### What you should do
If a line of the data below contains the string "which", copy it into your answer.

Data records:
------------
PR #330, opened 2022-02-04
Use `dependent: :destroy_async` instead of `DeletionWorker`

raccube:


nilsding:
I'm curious about the jobs this enqueues.

pixeldesu (approved):
Tested it, seems to work fine!

I'm a bit curious about something: `resource.destroy` immediately removes the User, and the attached records are deleted asynchronously. So, would it be possible that someone races this on their feed?

e.g.
* Someone deletes themselves
* Someone reloads their timeline
* `User not found for answer xyz`

Since the user is already gone, but an answer is only deleted after the fact.

In general I think we can only really verify if this happens using "real world data" and people actually, eventually running into this (if it's actually possible). Just something I got to think about.

PR #371, opened 2022-04-08
Increase in-feed answer display length

pixeldesu:
Questions can be longer than answers in the feed. This increases answer display length to 640 characters (128 characters more than the 512 for questions)

This is mainly a "quick-fix" to show more content until we refactor the unfolding of content in general.


nilsding (approved):
N🍦

raccube (approved):

PR #376, opened 2022-04-12
Add CodeQL workflow

pixeldesu:
_Let's see what GitHub has to say about our code!_


raccube (approved):
Should we handle the existing failures as part of this PR?

pixeldesu:
@raccube The JS part is relatively easy, I'm just going to wrap the input with `encodeURIComponent`, which should fix it.

I'm not entirely sure about the ServiceController token validation skip, I'm already setting up my project again to test if removing the line still works.

raccube:
Tested locally, works fine.

PR #378, opened 2022-04-14
Configure better_errors to work in Docker environments

pixeldesu:
It's been so long since I used `better_errors`, I want to have it back.


raccube (approved):
🐳

PR #383, opened 2022-04-16
Track version in application

pixeldesu:
This PR implements a module `Retrospring::Version` allowing us to track/display the current version of Retrospring in the application itself, and not just on GitHub.

* The version is sent to Sentry  
  image
* The version is visible on hovering the site title in the footer  
  image

In preparation for forks/custom versions of Retrospring I also added a `suffix` that can be set (like `x.y.zsuffix` in Mastodon)


nilsding (approved):

spec/lib/version_spec.rb
```diff
@@ -0,0 +1,36 @@
+# frozen_string_literal: true
+
+require "version"
+
+RSpec.describe Retrospring::Version do
+  before(:each) do
+    allow(Retrospring::Version).to receive(:year) { 1984 }
```
raccube, line 7: Literally 1984

raccube (approved):
Means we will need to commit version number bumps but otherwise 👍

pixeldesu:
Yeah, we just need to remember doing thst from now on!

PR #384, opened 2022-04-17
Implement new about page layout

pixeldesu:
The about page was a bit of a problem child of mine for a while, and with the new wave of people interested in Retrospring, and probably even for self-hosting, this page was up for a rework next.

**Screenshot:**
firefox_PiGv6n6uXZ

**What changed:**
* Removed the **Links** and **Open Source** section from the about page
* Removed the FAQ page and links to it (it was viewed so infrequently, the controller action is not listed for Sentry)
* Added configurable about text (in Markdown), which can be adjusted in `justask.yml`
* Adjusted the styling of statistics a bit
* Added locales for the new about page and removed the old ones
* Removed the requirement for users to have asked a question to be included in the user count (and adjusted the test case)

**Testing:**
* Take a look and give feedback


app/views/static/about.haml
```diff
@@ -1,67 +1,31 @@
...
-            %h4.entry__description= t('views.general.smile').pluralize(@smiles)
-        .col-md-3.col-sm-12.col-xs-12
-          .entry.entry--users
-            .entry__value#follower-count= @users
-            %h4.entry__description= t('views.general.user').pluralize(@users)
+  .row
+    .col-sm-8
+      .card.card--fullheight
+        .card-body
+          - if APP_CONFIG["about"].present?
```
nilsding, line 10: I’m sure we’ll forget to set this before the next deploy ;-)

nilsding (approved):

app/views/static/about.haml
pixeldesu: It'll just show

> The site owner decided not to describe this Retrospring instance, how mysterious!

For a while then :trollface:

raccube (approved):

PR #392, opened 2022-06-09
Implement User Blocking

### LINKED ISSUE #12: Blocking Users

raccube:
Closes #12 

Left to do:

- [x] Tests
- [x] Error messaging
- [ ] ~Include blocks in data export~ (will be done in a seperate PR as we don't export relationships at all yet)

### DIFF
--- a/app/controllers/ajax/answer_controller.rb
+++ b/app/controllers/ajax/answer_controller.rb
@@ -32,20 +32,11 @@ class Ajax::AnswerController < AjaxController
       return
     end
 
-    answer = nil
-
-    begin
-      answer = if inbox
-                 inbox_entry.answer params[:answer], current_user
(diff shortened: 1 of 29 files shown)


pixeldesu (approved):
👍 Tested things work fine and as expected!

The error message on trying to smile an answer seems wrong tho
image

PR #396, opened 2022-06-14
Implement blocking for anonymous users

raccube:


pixeldesu (changes requested):
The `AnonymousBlock` model is missing a ` validates_uniqueness_of` check.

Additionally, when blocking two questions from the same user, on the second one, there should be an exception (if the error is related to uniqueness) but in the frontend it should be shown as successfully having blocked that user.

This should be done to prevent users from guessing who someone is by blocking every anonymous user.

----

Aside of that, it works fine! 👍

raccube:
The only problem I see with that is this creates a situation where a user can block an anon and have them not be added to the list of blocked anons.

pixeldesu:
Ah, the check is already just an `.any?` on any filter being set, so that should actually be fine then.

pixeldesu (approved):

app/controllers/ajax/question_controller.rb
```diff
@@ -80,11 +83,10 @@ def create
         return
       end
 
-      # rubocop:disable Style/IfUnlessModifier
-      unless MuteRule.where(user: target_user).any? { |rule| rule.applies_to? question }
+      unless MuteRule.where(user: target_user).any? { |rule| rule.applies_to? question } ||
+          (author_is_anonymous && AnonymousBlock.where(identifier: AnonymousBlock.get_identifier(request.ip)).any?)
```
nilsding: won't this affect anon-blocks site-wide?  i.e., user A blocks anon X, which results in anon X not being able to ask user B anything

better would maybe something along the lines of:
```ruby
target_user.anonymous_blocks.find(identifier: AnonymousBlock.get_identifier(request.ip))
```
(didn't test this, but you'll get the idea)

pixeldesu: I was about to come back here and actually just mention that.

nilsding (changes requested):
one thing :-)

app/controllers/ajax/question_controller.rb
raccube: 6ac8504

db/schema.rb
```diff
@@ -39,6 +50,18 @@
...
+    t.bigint "user_id", null: false
+    t.bigint "parent_id", null: false
+    t.string "parent_type", null: false
+    t.text "content"
+    t.datetime "created_at", precision: 6, null: false
+    t.datetime "updated_at", precision: 6, null: false
+    t.index ["parent_id", "parent_type"], name: "index_appendables_on_parent_id_and_parent_type"
+    t.index ["user_id", "created_at"], name: "index_appendables_on_user_id_and_created_at"
+  end
+
```
nilsding: ?

nilsding (approved):

db/schema.rb
raccube: Oops, that shouldn't be there.

PR #409, opened 2022-06-23
Add method of unmasking anons

### LINKED ISSUE #369: Add mode to unmask anonymous users for moderators
Sometimes going over user profiles/feeds to check for anonymous content is kinda tedious because figuring out if someone is without an account or just set as anonymous requires checking the question using Rails Admin.

Add the ability for moderators to enable (and disable) a mode that shows user information where available.

This can be accomplished using a cookie (so, we don't always need to append something to the URL), and should have an entry in the profile dropdown for easy access.

On the frontend side, this most likely only requires a change here: https://github.com/Retrospring/retrospring/blob/main/app/helpers/user_helper.rb (I don't think it's necessary we show the avatar for unmasked users, it helps distinguishing them from regularly asked questions)

raccube:


app/helpers/user_helper.rb
```diff
@@ -1,23 +1,47 @@
...
+  end
+
+  def should_unmask?(anonymous_identifier)
+    moderation_view? && anonymous_identifier.present?
+  end
+
+  def unmask(user, context_user, anonymous_identifier)
+    return profile_link(user) if user.present?
+
+    "<abbr title='#{anonymous_identifier}'>#{anonymous_name(context_user)}</abbr>"
```
pixeldesu: Please don't return raw HTML, always use `content_tag`

pixeldesu (changes requested):

app/helpers/user_helper.rb
raccube: 863e49a

pixeldesu (approved):

PR #418, opened 2022-06-26
Fix various issues relating to user bans

raccube:
- Fixes ban reasons being set to the screen name of the user being banned
- Fixes banned users unable to logged in (Sentry: `RETROSPRING-3K`)
- Adds tests for attempting to log in while banned
- Moves creation and invalidation of user bans into `User#ban` and `User#unban`
- Removes legacy ban-related fields from the `users` table
- Updates the user count shown on the About to account for the amount of banned users

### DIFF
--- a/app/models/user.rb
+++ b/app/models/user.rb
@@ -234,9 +234,9 @@ class User < ApplicationRecord
   end
 
   def unban
-    UserBan.current.where(user_id: self.id).update_all(
+    bans.current.update(
       # -1s to account for flakyness with timings in tests
-      expires_at: DateTime.now - 1.second
+      expires_at: DateTime.now.utc - 1.second
     )
   end
 
--- a/app/models/user.rb
+++ b/app/models/user.rb
@@ -229,6 +229,10 @@ class User < ApplicationRecord
   end
   # endregion
 
+  def permanently_banned?
+    bans.current.first&.permanent? || false
+  end
+
   def banned?
     self.bans.current.count > 0
   end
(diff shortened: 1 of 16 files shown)


pixeldesu:
When opening user profiles:
```
NoMethodError at /testdesu

undefined method `permanent?' for #<User:0x00007f7658aecdd0>
Did you mean?  permanently_banned
```

app/models/user.rb
```diff
@@ -1,3 +1,8 @@
+# frozen_string_literal: true
+
+require "use_case/user/ban"
```
nilsding: unnecessary require

nilsding (approved):

nilsding (changes requested):
small things

app/models/user.rb
raccube: c724b6e

pixeldesu (approved):

app/models/user.rb
```diff
@@ -1,8 +1,11 @@
+# frozen_string_literal: true
+
 class User < ApplicationRecord
   include User::Relationship
   include User::Relationship::Follow
   include User::Relationship::Block
   include User::AnswerMethods
+  include User::BanMethods
```
nilsding, line 8: hmm.. seeing these `has_many :whatevers` down there makes me think if it would make sense to move them to the `User::WhateverMethods` module (might need to wrap them inside a `included do .. end` block), and renaming these modules to `User::Whatevers`.  But this is nothing for this PR ;-)

nilsding (approved):

PR #422, opened 2022-06-27
Set autocomplete and input mode attributes for auth related fields

raccube:


pixeldesu (approved):
Can't really test this with a mobile device locally but it looks fine code-wise to me 👍

PR #428, opened 2022-07-02
Move export actions into `Settings::ExportController`

pixeldesu:
More refactoring methods out of `UserController`

**Testing:**
* Make sure everything around exporting still works, text looks fine etc.

I fixed an issue with `user_stub` in the exporter, but I can't test the export locally because of HTTParty trying to access whatever as a host.

### DIFF
--- a/app/controllers/settings/export_controller.rb
+++ b/app/controllers/settings/export_controller.rb
@@ -1,0 +1,22 @@
+# frozen_string_literal: true
+
+class Settings::ExportController < ApplicationController
+  before_action :authenticate_user!
+
+  def index
+    if current_user.export_processing
+      flash[:info] = t(".info")
+    end
+  end
+
+  def create
+    if current_user.can_export?
+      ExportWorker.perform_async(current_user.id)
+      flash[:success] = t(".success")
+    else
+      flash[:error] = t(".error")
+    end
+
+    redirect_to settings_export_path
+  end
+end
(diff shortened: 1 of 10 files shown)


app/controllers/settings/export_controller.rb
```diff
@@ -0,0 +1,22 @@
+# frozen_string_literal: true
+
+class Settings::ExportController < ApplicationController
+  before_action :authenticate_user!
+
+  def index
+    if current_user.export_processing
```
pixeldesu: Huh, I'm not sure if these reports are correct here?

raccube (approved):

app/controllers/settings/export_controller.rb
nilsding: they are correct here, but what i would rather do instead is change this to e.g.

```suggestion
    flash[:info] = t(".info") if current_user.export_processing
```

(and remove the next line)

spec/controllers/settings/export_controller_spec.rb
```diff
@@ -0,0 +1,20 @@
+# frozen_string_literal: true
+
+require "rails_helper"
+
+describe Settings::ExportController, type: :controller do
+  describe "#index" do
```
nilsding, line 6: might as well want to add some basic tests for `#create`

nilsding (approved):

nilsding (approved):

PR #433, opened 2022-07-02
Move 2FA settings actions into `OtpAuthenticationController`

pixeldesu:
Refactooooooring. Also prepares us to cleanly introduce more two-factor options without having to add all of those into the same controller again.

**Testing:**
* Make sure (re)setting and removing 2FA still works fine, locales look good, etc.


app/views/tabs/_settings.haml
```diff
@@ -3,7 +3,7 @@
     = list_group_item t(".account"), edit_user_registration_path
     = list_group_item t(".profile"), settings_profile_path
     = list_group_item t(".privacy"), settings_privacy_path
-    = list_group_item t(".security"), edit_user_security_path
+    = list_group_item t(".security"),settings_two_factor_authentication_otp_authentication_path
```
nilsding:
```suggestion
    = list_group_item t(".security"), settings_two_factor_authentication_otp_authentication_path
```

nilsding (approved):

raccube (changes requested):
image

The translation keys in the `recovery_keys` view are incorrect

raccube (approved):
Need to open another PR to fix the navbar appearing in print

PR #439, opened 2022-07-04
Configure RailsAdmin to use webpacker

raccube:


pixeldesu:
Is there a specific reason that makes this beneficial if Webpacker is deprecated and I'm already in the process of thinking of removing it?

raccube:
After running `assets:precompile` for production locally, I was unable to get any assets to build until I did this.

raccube:
RailsAdmin won't support cssbundling/jsbundling until 3.1 (which is in beta)

app/javascript/packs/rails_admin.js
```diff
@@ -0,0 +1,2 @@
+import "rails_admin/src/rails_admin/base";
+import "../stylesheets/rails_admin.scss";
```
pixeldesu: I'd preferably have this entrypoint as a `.ts` file, if that works. Contents don't need to be modified for that!

pixeldesu (changes requested):

app/javascript/packs/rails_admin.js
raccube: 555f47d

pixeldesu (approved):
👍 LGTM

PR #445, opened 2022-07-06
Add translations for AJAX controllers

pixeldesu:
Mostly just moves locales into the new `controllers.en.yml` file with proper namespacing, plus some adjustments here and there.

There's a lot of improvements to be made here, but these come from logic/validation/guarding and probably will get rid of a bunch of the locales made here, this is just an initial step of moving all the things into proper places.

**Testing:**
* Make sure all AJAX actions return proper messages

b3876017-7b6a-45b9-88e0-6db0053de207_1 9f94b6df6df1fe784c665df21a5a619f

### DIFF
--- a/app/controllers/ajax/answer_controller.rb
+++ b/app/controllers/ajax/answer_controller.rb
@@ -12,7 +12,7 @@ class Ajax::AnswerController < AjaxController
 
       unless current_user == inbox_entry.user
         @response[:status] = :fail
-        @response[:message] = I18n.t('messages.answer.create.fail')
+        @response[:message] = t(".error")
         return
       end
     else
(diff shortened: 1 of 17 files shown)


app/controllers/ajax/answer_controller.rb
```diff
@@ -12,26 +12,19 @@ def create
...
         @response[:status] = :privacy_stronk
-        @response[:message] = I18n.t('messages.answer.create.privacy_stronk')
+        @response[:message] = t(".privacy")
         return
       end
     end
 
-    # this should never trigger because empty params throw ParameterMissing
-    unless params[:answer].length > 0
-      @response[:status] = :peter_dinklage
```
nilsding, line 30: :(

nilsding (approved):

app/controllers/ajax/report_controller.rb
```diff
@@ -31,14 +32,14 @@ def create
...
-      @response[:message] = I18n.t('messages.report.create.not_found', parameter: params[:type])
+      @response[:message] = t(".notfound", parameter: params[:type])
       return
     end
 
     current_user.report object, params[:reason]
 
     @response[:status] = :okay
-    @response[:message] = I18n.t('messages.report.create.okay', parameter: params[:type])
+    @response[:message] = t(".success", parameter: params[:type])
```
raccube:
```suggestion
    @response[:message] = t(".success", parameter: params[:type].titleize)
```

raccube (changes requested):

raccube (approved):

PR #446, opened 2022-07-06
Merge `author_name` with `author_identifier`

raccube:


pixeldesu (approved):
Tested generated questions and the export and it works fine

nilsding:
but https://github.com/Retrospring/retrospring/blob/main/Rakefile#L419 is still referencing author_name :(

PR #453, opened 2022-07-08
Fix notifications being orphaned on parent being deleted

raccube:
For some reason when adding appendables, I didn't think that I could use `notification.target.type` and did something really hacky instead. Turns out this breaks our `Notification#denotify` method

[You Fools! You've messed with the natural order!](https://www.youtube.com/watch?v=sRLlYXKPMUM)

### DIFF
--- a/app/models/notification.rb
+++ b/app/models/notification.rb
@@ -31,7 +31,7 @@ class Notification < ApplicationRecord
       notif_type = target.notification_type
       return nil unless notif_type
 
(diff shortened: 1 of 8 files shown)


nilsding (changes requested):
please please please PLEASE add a test for this to ensure we never break this again :D

nilsding (approved):

pixeldesu (approved):
Tested a bunch of notification cases and deleted parent entries etc., works fine!

PR #454, opened 2022-07-09
Remove unneeded Rake tasks

raccube:


nilsding (approved):

pixeldesu:
@nilsding we can actually remove all of the `fix_` tasks, can't we? Pretty sure they were made for weird edge cases or things not properly covered with `dependent`s and having to fix up the database afterwards.

I think we never ran those again after 2015.

nilsding:
we indeed don't, since then we've learnt how to properly use `dependent: :destroy` :P 

removed these tasks and fixed another one

PR #509, opened 2022-07-09
Data exporter improvements

raccube:
Things to test:
- Make sure you can export
- Check the contents of the archive


pixeldesu (approved):
👍 LGTM

Note `/tmp/rs_export` needs to be present on the server, otherwise you just get empty exports. That happened to me and I was confused until I saw the actual error in the Sidekiq log 🥴

PR #2028, opened 2025-02-28
Add customizable source URL

pixeldesu:
If people run forks, adjusting the URL in the template isn't that hard, this just makes it easier to customize this URL.


nilsding (approved):

nilsding (approved):
okay!

PR #2029, opened 2025-02-28
Remove "hardcoded" policies

pixeldesu:
Policies are moved into locales (that was a pain to do) and now include placeholders to use the configured `site_name` instead of Retrospring.

Additionally, the `contact_email` setting used only for WebPush now also finds a use as the contact email present in the Privacy Policy (I was too lazy to add a new config value for this).


nilsding (approved):
passt scho

PR #2030, opened 2025-03-01
Rename `deleted` field to `resolved` in Reports

### LINKED ISSUE #1638: Change `deleted` field in Reports to `resolved`
We don't even have soft deletes (yet), so having a field like this technically doesn't make sense. What is more appropriate in the context of Reports is a `resolved` field.

pixeldesu:
We don't even have soft deletes, so naming the field `deleted` doesn't make much sense.

### DIFF
--- a/db/schema.rb
+++ b/db/schema.rb
@@ -10,7 +10,7 @@
 #
 # It's strongly recommended that you check this file into your version control system.
 
-ActiveRecord::Schema[7.0].define(version: 2024_03_01_203930) do
+ActiveRecord::Schema[7.1].define(version: 2025_03_01_170817) do
   # These are extensions that must be enabled in order to support this database
   enable_extension "plpgsql"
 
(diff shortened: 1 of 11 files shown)


db/schema.rb
```diff
@@ -393,5 +393,6 @@
     t.index ["user_id"], name: "index_web_push_subscriptions_on_user_id"
   end
 
+  add_foreign_key "anonymous_blocks", "users", column: "target_user_id"
```
nilsding, line 396: ?¿?

nilsding (approved):

db/schema.rb
pixeldesu: Rails keeps creating this every time I run migrations. Is it the index on anonymous blocks that creates this foreign key and we just forgot to commit this?

No idea where exactly it'd come from elseway.

nilsding: as long as the tests pass it should be fine ;-) …

pixeldesu: Anonymous blocking and unblocking also works so it should be okay.

PR #2039, opened 2025-03-05
Making website similair to Retrosping

byishanit:
Hello, I wanna use your guys code for making website similar like Retrosping for mini project that i working on, if that's okay to get a access to use your guys codes?


pixeldesu:
Why did you make a PR for this? You could have just opened an issue or a discussion.

But yes, our code is open-source exactly for that reason, so that you can take it and host it yourself.

PR #2040, opened 2025-03-08
Add use case for report creation

### LINKED ISSUE #341: Refactor report functionality into use cases
Read more about this in the [parent issue](https://github.com/Retrospring/retrospring/issues/332)

Functionality location: https://github.com/Retrospring/retrospring/blob/main/app/controllers/ajax/report_controller.rb

Additionally:
I found, or remembered, that the report destroying functionality is residing in a different controller (https://github.com/Retrospring/retrospring/blob/main/app/controllers/ajax/moderation_controller.rb#L47-L65), and we should probably consider moving the `destroy` call there as well.

pixeldesu:
Still on track to add e-mail sending for new reports, didn't want to slap the logic in the user model or the AJAX controller, so I thought the best place would be a UseCase. So...have at it.

This also removes the `User.report` method entirely.

Fixes #341

### DIFF
--- a/app/controllers/ajax/report_controller.rb
+++ b/app/controllers/ajax/report_controller.rb
@@ -1,3 +1,5 @@
+# frozen_string_literal: true
+
 class Ajax::ReportController < AjaxController
   def create
     params.require :id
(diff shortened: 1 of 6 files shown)


app/controllers/ajax/report_controller.rb
```diff
@@ -11,35 +13,19 @@ def create
...
-      @response[:message] = t(".unknown")
-      return
+    result = UseCase::Report::Create.call(
+      reporter_id: current_user.id,
+      object_id:   params[:id],
+      object_type: params[:type],
+      reason:      params[:reason],
+    )
+
+    if result[:status] == 201
```
nilsding: I don't think this if/else condition is necessary

`result[:status]` will always be `201`, and the errors raised from the UseCase are caught in the base class https://github.com/Retrospring/retrospring/blob/b4929300fc1923929a679157f6bb27c36b425c23/app/controllers/ajax_controller.rb#L84-L94

lib/use_case/report/create.rb
```diff
@@ -0,0 +1,71 @@
...
+      def object
+        @object ||= case object_type.strip.capitalize
+                    when "User"
+                      ::User.find_by!(screen_name: object_id)
+                    when "Question"
+                      ::Question.find_by(id: object_id)
+                    when "Answer"
+                      ::Answer.find_by(id: object_id)
+                    when "Comment"
+                      ::Comment.find_by(id: object_id)
```
nilsding: using `find_by!` will raise an `ActiveRecord::RecordNotFound` error here, making the `check_object_exists` method obsolete

nilsding (changes requested):

lib/use_case/report/create.rb
nilsding: wait.  on second thought, won't `.find` be enough?

lib/use_case/report/create.rb
```diff
@@ -0,0 +1,73 @@
...
+      def object
+        @object ||= case object_type.strip.capitalize
+                    when "User"
+                      ::User.find_by_screen_name!(object_id)
+                    when "Question"
+                      ::Question.find_by_id(object_id)
+                    when "Answer"
+                      ::Answer.find_by_id(object_id)
+                    when "Comment"
+                      ::Comment.find_by_id(object_id)
```
nilsding: even better:

```suggestion
                    when "User"
                      ::User.find_by_screen_name!(object_id)
                    when "Question"
                      ::Question.find(object_id)
                    when "Answer"
                      ::Answer.find(object_id)
                    when "Comment"
                      ::Comment.find(object_id)
```

then you won't need the `Rails/DynamicFindBy` rubocop exclusion

nilsding (approved):

PR #2044, opened 2025-03-09
Fix build pipeline issues

pixeldesu:
Tests started failing on main after #2042 was merged, while they work just fine locally (and the functionality in itself works fine too)

Let's see if explicitly including `TextHelper` fixes it.

### DIFF
--- a/Gemfile.lock
+++ b/Gemfile.lock
@@ -369,7 +369,7 @@ GEM
     questiongenerator (1.1.0)
     raabro (1.4.0)
     racc (1.8.1)
-    rack (2.2.11)
+    rack (2.2.12)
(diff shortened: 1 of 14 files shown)


pixeldesu:
@nilsding help!

Okay, adjusting the include just shows a different method missing, now we're at

```
undefined method `full_sanitizer' for TimelineController:Class
```

Even worse, here even UseCase::Report stuff fails now? It says `where` is not defined on `Report`. What the hell?

Something is seriously broken and I have no idea what, to be honest. Maybe some wrongly installed version? But clearing Action caches (at least the ones that I _think_ matter) didn't change anything either.

PR #143, opened 2021-03-18
index_next_same should conditional reset indexes

Shelnutt2:
index_next_same should conditional reset indexes

### DIFF
--- a/mytile/ha_mytile.cc
+++ b/mytile/ha_mytile.cc
@@ -2881,7 +2881,7 @@ int tile::mytile::multi_range_read_explain_info(uint mrr_mode, char *str,
 
 int tile::mytile::index_next_same(uchar *buf, const uchar *key, uint keylen) {
   int error;
-  DBUG_ENTER("handler::index_next_same");
+  DBUG_ENTER("mytile::index_next_same");
   // Store the current indexes so we can reset them after checking
   // if the next key is the same
   uint64_t record_index_before_check = this->record_index;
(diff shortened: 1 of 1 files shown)


mytile/ha_mytile.cc
```diff
@@ -2923,14 +2923,15 @@ int tile::mytile::index_next_same(uchar *buf, const uchar *key, uint keylen) {
       table->record[0] = save_record_0;
       for (key_part = key_info->key_part; key_part < key_part_end; key_part++)
         key_part->field->move_field_offset(-ptrdiff);
+
+      // Reset the record indexes back to before the first read
```
ihnorton, line 2927: Where is record_index modified such that it needs to be reset here?

Shelnutt2: Its modified in `index_next` -> `scan_rnd_row`.

Sometime with indexes, and/or MRR queries MariaDB will ask for the next record to see if the keys/index fields are identical or not. If they are different, then MariaDB will stop collecting records and performance what batch operation it is doing (join/groupby/etc). Later it will then call `index_next` assuming it will get the next key.

Imagine a sequence of records:
```
DIM1
-------
1
1
2
```

MariaDB in this code path will read `1`, then it calls `index_next_same`, gets `1` again, add this to its internal buffer, calls `index_next_same` again, gets `2`. It sees `2` is different than `1`, so it doesn't use the record, stops does it functional operation. Later when it resumes the read, it will call `index_next` and expects to get `2`.

ihnorton (approved):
------------
### Task response
@raccube The JS part is relatively easy, I'm just going to wrap the input with `encodeURIComponent`, which should fix it.
* Added configurable about text (in Markdown), which can be adjusted in `justask.yml`
nilsding: won't this affect anon-blocks site-wide?  i.e., user A blocks anon X, which results in anon X not being able to ask user B anything
RailsAdmin won't support cssbundling/jsbundling until 3.1 (which is in beta)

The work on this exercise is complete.